> WHAT IS EXPECTED
Of the lines in the data below, count the ones holding the string "card", and answer with that number only.

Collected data
[Start of section]
PR #1254, opened 2026-09-10
Feed: the session header's Clear all releases the hover-freeze gate the way a card's Clear does

ksarma:
## Symptom

In grouped mode, with the pointer resting on a session header row, clicking the row's Clear all starts the cards' exit and ghosts the row, but the next push does not apply. The kernel's confirmation of the clear, and every frame behind it, shows as pending on the headers until something else releases the hold: the local render of the 180 ms finalize, and only when no card is under the pointer, or a window blur. Under reduced motion the row is removed outright, so the release cannot come before that render.

## Cause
[End of section]
> WORKED SOLUTION
2